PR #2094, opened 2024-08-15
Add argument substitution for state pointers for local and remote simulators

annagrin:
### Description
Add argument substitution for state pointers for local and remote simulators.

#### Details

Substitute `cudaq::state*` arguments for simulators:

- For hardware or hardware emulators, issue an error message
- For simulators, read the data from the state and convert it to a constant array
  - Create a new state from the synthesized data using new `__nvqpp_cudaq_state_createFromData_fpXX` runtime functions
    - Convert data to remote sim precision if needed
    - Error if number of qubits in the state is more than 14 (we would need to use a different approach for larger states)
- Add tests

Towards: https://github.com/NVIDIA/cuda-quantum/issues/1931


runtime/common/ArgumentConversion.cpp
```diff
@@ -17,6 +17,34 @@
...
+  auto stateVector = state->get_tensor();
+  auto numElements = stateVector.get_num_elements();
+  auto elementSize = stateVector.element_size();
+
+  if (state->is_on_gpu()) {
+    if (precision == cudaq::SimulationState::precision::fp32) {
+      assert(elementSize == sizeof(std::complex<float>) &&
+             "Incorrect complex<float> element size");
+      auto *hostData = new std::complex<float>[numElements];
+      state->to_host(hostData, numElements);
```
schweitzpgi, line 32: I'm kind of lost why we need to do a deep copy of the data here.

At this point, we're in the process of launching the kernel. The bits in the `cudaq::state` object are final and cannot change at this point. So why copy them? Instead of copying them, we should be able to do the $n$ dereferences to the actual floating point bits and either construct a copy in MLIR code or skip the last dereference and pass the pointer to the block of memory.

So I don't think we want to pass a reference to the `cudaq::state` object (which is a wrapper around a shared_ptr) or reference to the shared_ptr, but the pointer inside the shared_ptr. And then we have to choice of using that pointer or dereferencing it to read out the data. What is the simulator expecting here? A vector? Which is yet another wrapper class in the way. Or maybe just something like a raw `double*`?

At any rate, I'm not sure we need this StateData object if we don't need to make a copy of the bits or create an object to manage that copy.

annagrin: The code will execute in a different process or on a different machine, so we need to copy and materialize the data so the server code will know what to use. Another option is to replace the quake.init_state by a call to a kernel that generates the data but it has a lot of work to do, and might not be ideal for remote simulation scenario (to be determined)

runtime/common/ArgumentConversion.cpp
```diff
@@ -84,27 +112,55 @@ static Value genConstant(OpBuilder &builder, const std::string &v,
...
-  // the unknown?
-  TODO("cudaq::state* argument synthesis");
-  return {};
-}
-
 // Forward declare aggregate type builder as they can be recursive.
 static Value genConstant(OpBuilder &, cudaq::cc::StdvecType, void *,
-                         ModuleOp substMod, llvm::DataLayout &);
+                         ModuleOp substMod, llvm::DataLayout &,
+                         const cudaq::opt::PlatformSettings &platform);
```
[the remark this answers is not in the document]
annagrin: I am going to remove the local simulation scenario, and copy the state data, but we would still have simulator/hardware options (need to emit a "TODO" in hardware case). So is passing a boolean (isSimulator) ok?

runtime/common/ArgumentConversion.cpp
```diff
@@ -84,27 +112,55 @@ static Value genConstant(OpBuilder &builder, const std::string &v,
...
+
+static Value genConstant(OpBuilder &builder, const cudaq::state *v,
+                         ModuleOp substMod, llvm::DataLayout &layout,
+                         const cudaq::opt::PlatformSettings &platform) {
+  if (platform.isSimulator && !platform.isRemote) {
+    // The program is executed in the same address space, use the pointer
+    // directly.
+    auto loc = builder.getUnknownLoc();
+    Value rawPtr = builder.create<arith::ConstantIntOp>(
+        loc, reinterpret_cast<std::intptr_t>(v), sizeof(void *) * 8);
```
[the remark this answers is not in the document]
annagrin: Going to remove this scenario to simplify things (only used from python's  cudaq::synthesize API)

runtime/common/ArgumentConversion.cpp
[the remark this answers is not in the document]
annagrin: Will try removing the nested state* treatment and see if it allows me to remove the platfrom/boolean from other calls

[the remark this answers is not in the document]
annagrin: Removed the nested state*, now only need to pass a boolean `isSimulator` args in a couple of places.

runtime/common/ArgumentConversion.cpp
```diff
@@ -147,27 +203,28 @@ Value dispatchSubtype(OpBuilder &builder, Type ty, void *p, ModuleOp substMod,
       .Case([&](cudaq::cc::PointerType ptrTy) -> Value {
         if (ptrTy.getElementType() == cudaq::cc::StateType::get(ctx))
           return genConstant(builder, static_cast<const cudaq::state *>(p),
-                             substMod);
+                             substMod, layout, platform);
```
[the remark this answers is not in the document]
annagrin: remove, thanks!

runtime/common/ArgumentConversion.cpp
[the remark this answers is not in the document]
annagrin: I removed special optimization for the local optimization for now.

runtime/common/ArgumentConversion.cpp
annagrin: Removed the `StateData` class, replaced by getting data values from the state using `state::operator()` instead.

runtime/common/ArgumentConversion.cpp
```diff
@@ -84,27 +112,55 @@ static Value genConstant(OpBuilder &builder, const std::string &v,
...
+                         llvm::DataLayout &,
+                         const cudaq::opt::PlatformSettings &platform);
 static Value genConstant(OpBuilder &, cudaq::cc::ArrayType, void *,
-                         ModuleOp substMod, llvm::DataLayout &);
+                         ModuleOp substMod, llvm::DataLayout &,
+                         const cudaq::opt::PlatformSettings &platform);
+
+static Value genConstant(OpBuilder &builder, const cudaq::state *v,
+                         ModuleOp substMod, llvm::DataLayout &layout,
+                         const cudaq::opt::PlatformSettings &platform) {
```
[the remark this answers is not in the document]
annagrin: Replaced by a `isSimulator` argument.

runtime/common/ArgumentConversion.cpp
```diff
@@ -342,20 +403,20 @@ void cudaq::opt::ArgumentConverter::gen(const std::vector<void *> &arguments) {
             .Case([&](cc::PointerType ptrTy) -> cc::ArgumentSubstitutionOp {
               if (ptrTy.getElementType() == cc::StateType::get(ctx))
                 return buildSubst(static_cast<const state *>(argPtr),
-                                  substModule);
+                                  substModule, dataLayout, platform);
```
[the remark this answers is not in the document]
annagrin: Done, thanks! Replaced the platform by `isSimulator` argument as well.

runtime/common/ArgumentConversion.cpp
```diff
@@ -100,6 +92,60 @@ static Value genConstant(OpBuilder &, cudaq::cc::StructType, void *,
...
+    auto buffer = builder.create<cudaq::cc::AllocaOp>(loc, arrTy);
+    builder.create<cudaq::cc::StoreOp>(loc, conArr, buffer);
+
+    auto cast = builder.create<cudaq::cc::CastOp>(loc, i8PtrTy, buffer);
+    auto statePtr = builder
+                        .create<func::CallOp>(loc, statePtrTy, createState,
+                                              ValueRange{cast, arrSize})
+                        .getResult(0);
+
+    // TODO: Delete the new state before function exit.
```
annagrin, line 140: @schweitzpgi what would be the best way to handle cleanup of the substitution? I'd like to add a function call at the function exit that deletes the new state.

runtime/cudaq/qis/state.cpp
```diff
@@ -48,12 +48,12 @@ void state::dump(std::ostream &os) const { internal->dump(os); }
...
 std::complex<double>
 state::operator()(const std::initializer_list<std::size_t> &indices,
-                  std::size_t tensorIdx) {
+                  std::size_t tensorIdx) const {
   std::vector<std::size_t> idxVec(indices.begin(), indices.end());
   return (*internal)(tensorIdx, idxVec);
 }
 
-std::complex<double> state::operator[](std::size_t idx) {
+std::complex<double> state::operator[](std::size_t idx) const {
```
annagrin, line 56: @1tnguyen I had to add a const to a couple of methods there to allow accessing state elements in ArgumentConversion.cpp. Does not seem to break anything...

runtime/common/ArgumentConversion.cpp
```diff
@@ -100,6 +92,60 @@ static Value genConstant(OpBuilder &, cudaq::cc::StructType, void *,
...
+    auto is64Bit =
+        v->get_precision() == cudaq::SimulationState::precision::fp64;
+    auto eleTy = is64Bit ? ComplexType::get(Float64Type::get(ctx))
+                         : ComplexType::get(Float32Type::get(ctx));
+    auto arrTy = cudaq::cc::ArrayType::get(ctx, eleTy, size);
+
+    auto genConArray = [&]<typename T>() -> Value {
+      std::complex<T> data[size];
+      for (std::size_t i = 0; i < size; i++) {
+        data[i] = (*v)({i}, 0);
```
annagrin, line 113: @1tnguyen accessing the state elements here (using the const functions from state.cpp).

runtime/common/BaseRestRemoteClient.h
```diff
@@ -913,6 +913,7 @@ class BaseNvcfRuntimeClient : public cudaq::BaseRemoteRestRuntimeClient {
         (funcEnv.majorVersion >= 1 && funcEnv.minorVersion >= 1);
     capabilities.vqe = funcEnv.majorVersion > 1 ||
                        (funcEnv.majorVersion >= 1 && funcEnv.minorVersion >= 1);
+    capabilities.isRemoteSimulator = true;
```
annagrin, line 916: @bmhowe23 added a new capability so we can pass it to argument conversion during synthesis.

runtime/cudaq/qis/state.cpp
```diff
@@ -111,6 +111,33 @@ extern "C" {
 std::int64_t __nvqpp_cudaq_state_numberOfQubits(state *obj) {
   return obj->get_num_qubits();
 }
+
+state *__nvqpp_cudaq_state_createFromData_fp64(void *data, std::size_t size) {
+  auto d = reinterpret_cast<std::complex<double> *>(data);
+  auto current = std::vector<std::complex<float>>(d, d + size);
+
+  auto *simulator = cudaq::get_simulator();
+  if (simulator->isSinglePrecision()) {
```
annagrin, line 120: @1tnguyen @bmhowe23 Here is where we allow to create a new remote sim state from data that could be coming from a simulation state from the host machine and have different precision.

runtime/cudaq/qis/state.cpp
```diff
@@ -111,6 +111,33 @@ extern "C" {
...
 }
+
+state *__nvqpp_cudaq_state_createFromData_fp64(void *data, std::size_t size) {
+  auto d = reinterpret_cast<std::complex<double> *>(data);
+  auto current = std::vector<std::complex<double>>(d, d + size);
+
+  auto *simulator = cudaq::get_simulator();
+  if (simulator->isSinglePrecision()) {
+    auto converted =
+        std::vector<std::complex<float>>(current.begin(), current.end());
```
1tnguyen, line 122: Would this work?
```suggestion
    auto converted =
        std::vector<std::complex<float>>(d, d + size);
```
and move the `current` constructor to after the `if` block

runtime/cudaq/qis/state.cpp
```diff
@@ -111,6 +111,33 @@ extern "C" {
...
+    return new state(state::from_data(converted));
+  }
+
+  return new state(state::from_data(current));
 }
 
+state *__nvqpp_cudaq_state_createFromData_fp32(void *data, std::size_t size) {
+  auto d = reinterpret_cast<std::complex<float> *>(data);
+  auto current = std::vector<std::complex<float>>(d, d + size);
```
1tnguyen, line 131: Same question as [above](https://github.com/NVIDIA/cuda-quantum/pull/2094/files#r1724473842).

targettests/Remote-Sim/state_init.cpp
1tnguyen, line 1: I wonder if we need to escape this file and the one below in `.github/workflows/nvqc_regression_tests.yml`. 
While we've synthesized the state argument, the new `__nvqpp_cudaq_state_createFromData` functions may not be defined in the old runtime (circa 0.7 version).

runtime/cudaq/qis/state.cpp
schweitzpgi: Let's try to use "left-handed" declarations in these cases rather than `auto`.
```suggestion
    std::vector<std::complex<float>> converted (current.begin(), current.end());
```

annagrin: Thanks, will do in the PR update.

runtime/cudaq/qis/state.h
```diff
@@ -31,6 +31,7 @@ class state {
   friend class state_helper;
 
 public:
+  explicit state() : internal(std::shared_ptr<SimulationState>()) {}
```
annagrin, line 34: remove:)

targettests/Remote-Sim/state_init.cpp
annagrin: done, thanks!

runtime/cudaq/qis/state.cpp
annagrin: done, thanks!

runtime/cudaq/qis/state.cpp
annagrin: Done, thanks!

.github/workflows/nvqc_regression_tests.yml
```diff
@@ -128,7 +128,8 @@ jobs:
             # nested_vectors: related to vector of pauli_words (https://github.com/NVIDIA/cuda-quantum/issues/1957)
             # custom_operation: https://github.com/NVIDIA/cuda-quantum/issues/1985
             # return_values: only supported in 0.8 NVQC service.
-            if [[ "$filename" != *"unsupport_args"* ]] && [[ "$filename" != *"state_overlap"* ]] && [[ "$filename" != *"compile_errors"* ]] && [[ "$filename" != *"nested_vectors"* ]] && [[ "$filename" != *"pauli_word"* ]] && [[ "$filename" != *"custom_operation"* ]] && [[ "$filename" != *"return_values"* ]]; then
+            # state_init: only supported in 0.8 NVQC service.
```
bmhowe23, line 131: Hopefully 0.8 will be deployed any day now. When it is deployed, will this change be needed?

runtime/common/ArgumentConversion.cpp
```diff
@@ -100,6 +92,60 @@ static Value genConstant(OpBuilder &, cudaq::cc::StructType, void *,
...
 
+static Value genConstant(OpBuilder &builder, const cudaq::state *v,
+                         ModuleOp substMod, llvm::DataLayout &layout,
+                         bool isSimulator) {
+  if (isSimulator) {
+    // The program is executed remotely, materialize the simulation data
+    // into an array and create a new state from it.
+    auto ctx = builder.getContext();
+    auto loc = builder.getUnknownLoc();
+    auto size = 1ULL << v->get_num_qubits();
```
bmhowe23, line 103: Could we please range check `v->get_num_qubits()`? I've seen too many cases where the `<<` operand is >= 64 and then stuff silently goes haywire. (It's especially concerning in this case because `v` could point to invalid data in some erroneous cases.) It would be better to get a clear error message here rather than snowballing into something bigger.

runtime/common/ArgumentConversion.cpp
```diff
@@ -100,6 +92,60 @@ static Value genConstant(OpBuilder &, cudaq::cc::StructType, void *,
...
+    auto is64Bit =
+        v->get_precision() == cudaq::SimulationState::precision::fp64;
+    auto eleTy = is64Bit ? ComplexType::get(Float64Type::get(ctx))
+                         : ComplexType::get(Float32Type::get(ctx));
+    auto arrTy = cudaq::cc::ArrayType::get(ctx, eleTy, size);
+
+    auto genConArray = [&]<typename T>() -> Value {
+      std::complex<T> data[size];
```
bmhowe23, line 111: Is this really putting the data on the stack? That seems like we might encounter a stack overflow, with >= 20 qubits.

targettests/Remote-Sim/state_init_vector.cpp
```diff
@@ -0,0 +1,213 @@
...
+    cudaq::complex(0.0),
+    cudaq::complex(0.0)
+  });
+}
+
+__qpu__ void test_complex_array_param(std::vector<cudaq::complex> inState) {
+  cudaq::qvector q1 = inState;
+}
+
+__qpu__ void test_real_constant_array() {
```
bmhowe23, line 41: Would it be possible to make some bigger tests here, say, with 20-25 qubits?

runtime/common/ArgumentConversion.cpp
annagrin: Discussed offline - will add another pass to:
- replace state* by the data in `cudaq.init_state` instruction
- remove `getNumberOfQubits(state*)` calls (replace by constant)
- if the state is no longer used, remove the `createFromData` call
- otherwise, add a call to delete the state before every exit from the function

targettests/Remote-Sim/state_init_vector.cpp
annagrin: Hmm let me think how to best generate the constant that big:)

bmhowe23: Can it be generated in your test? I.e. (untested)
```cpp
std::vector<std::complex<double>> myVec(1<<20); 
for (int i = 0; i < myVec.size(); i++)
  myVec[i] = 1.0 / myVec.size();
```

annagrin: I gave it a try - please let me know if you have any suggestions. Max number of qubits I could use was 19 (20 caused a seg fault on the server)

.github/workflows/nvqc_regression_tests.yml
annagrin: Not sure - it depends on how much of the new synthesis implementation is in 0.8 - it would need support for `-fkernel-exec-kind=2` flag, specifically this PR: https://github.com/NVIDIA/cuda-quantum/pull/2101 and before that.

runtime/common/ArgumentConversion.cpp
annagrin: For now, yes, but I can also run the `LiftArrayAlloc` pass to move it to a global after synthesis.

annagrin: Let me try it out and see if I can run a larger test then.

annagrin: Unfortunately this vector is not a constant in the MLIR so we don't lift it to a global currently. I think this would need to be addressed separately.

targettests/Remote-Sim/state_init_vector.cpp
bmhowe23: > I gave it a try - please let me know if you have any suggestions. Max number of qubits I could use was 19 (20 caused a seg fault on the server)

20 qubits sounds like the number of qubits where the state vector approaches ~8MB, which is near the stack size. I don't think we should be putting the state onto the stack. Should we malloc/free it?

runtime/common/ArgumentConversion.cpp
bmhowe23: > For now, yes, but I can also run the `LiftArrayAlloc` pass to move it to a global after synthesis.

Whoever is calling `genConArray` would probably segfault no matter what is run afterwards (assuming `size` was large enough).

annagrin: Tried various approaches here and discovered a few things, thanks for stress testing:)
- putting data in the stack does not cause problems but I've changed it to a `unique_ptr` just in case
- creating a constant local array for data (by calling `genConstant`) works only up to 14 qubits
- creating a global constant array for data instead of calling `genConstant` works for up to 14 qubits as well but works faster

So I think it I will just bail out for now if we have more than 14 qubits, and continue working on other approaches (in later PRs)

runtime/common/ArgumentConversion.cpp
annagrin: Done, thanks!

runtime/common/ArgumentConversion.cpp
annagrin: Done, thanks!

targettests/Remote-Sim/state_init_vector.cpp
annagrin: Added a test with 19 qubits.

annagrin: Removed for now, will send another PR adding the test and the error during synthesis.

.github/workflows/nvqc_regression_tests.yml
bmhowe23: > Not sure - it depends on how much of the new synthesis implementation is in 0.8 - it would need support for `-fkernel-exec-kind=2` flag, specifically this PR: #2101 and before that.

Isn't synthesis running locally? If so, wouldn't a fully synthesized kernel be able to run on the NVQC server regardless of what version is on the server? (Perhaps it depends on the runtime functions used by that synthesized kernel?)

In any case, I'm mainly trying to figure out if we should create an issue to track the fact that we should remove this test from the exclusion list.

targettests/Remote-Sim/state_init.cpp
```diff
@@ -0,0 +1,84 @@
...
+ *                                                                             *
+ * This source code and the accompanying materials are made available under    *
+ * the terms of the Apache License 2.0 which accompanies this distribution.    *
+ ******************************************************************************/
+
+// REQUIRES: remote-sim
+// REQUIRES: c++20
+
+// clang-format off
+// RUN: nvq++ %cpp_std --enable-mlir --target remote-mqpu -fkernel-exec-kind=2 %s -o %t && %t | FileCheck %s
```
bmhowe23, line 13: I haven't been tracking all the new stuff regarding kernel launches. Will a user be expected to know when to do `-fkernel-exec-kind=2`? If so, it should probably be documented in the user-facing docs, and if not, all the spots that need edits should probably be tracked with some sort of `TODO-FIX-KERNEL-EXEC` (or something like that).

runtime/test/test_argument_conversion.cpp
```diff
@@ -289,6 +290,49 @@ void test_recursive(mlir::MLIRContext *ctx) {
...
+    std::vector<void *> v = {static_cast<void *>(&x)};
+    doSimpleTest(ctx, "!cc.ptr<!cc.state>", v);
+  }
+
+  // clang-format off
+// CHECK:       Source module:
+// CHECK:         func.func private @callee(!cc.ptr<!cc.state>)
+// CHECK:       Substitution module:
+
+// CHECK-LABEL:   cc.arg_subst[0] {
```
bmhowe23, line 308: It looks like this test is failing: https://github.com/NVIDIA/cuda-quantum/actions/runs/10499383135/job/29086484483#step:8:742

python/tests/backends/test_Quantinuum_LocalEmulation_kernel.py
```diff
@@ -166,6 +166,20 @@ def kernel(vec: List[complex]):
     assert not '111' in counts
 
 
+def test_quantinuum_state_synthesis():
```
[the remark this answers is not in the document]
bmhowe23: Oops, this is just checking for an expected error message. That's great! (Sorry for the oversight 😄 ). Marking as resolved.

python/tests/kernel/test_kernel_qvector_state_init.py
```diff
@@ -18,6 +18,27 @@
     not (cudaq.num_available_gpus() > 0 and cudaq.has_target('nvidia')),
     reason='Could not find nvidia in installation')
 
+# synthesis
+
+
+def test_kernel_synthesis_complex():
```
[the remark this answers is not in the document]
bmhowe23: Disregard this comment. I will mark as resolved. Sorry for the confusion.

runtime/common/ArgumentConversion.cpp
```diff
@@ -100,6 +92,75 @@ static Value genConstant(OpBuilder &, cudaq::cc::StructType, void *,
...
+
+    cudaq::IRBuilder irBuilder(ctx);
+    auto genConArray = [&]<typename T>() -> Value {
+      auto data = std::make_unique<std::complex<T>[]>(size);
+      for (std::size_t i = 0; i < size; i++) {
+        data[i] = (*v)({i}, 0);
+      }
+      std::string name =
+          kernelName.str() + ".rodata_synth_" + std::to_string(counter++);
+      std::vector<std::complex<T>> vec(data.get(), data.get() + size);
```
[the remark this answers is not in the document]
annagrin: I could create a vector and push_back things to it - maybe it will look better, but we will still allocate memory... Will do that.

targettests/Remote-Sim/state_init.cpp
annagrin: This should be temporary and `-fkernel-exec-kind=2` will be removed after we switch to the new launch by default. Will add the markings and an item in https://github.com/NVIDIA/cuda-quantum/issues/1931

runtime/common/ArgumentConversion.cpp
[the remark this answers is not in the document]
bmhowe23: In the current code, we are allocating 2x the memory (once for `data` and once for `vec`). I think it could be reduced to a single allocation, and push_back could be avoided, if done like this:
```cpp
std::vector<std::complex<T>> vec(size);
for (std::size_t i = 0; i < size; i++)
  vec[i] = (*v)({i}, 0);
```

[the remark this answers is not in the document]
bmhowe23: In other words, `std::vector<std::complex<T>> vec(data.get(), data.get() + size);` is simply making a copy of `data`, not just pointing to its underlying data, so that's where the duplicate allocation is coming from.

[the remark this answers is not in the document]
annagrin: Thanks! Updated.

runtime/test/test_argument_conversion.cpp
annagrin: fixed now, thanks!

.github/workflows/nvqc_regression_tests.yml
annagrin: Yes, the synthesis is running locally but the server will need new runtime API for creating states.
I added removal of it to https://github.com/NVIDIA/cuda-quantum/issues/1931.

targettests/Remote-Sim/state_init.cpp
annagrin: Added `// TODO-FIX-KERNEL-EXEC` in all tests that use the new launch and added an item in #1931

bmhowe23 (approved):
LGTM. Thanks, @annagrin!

==

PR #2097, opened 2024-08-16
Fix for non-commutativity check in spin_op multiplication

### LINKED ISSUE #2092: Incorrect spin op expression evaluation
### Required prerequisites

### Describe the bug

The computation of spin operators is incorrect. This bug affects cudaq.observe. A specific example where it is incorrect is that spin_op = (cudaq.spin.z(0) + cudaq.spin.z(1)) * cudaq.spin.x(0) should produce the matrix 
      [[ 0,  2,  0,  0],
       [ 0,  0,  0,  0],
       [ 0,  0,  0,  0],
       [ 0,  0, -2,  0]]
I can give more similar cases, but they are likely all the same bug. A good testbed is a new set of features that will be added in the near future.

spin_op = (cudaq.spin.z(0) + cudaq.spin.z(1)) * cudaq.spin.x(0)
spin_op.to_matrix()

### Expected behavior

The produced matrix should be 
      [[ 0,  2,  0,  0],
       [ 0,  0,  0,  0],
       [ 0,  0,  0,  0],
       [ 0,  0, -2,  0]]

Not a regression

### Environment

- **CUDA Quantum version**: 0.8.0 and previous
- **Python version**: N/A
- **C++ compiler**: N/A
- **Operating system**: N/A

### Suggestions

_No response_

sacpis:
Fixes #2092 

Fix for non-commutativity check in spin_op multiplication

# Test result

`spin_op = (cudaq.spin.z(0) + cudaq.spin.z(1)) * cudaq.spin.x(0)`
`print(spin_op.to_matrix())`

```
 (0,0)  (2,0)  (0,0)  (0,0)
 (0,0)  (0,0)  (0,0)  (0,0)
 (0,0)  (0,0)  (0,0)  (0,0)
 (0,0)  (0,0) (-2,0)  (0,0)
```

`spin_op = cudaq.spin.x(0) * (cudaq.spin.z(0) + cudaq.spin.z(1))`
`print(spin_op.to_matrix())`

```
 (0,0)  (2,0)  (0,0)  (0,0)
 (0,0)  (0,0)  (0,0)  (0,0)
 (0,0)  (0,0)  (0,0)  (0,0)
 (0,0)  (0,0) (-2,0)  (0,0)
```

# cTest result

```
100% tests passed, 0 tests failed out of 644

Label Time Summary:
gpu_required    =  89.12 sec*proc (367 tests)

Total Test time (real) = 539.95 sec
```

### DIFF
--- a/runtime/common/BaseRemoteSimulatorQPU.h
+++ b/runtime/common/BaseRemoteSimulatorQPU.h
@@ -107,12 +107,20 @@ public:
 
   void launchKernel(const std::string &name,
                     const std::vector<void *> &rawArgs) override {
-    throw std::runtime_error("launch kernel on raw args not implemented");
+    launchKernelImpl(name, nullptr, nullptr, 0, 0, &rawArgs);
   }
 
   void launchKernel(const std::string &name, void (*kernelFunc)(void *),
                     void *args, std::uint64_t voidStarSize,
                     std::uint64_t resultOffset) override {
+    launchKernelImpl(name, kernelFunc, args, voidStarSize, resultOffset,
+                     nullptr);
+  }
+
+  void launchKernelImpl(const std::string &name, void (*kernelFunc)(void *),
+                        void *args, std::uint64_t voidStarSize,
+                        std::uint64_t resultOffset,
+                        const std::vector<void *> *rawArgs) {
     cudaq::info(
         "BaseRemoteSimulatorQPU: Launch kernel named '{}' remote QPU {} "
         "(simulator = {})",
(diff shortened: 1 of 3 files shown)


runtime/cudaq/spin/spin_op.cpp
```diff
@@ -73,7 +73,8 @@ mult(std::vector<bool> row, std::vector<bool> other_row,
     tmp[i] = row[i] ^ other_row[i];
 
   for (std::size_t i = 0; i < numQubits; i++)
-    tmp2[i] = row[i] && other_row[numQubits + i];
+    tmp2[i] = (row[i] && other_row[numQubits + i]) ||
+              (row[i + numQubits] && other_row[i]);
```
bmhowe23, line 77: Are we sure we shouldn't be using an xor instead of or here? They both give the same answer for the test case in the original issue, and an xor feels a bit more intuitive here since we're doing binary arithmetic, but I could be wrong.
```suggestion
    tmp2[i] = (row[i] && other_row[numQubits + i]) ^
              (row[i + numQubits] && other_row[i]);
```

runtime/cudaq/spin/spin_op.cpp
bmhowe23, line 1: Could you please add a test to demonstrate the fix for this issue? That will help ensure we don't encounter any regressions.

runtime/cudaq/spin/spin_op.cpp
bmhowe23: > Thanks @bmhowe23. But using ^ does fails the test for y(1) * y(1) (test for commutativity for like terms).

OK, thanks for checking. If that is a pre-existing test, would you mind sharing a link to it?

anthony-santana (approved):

• [What is expected] Scan the material above and copy every line that holds the string "supported".

• [Written answer]
             # return_values: only supported in 0.8 NVQC service.
+            # state_init: only supported in 0.8 NVQC service.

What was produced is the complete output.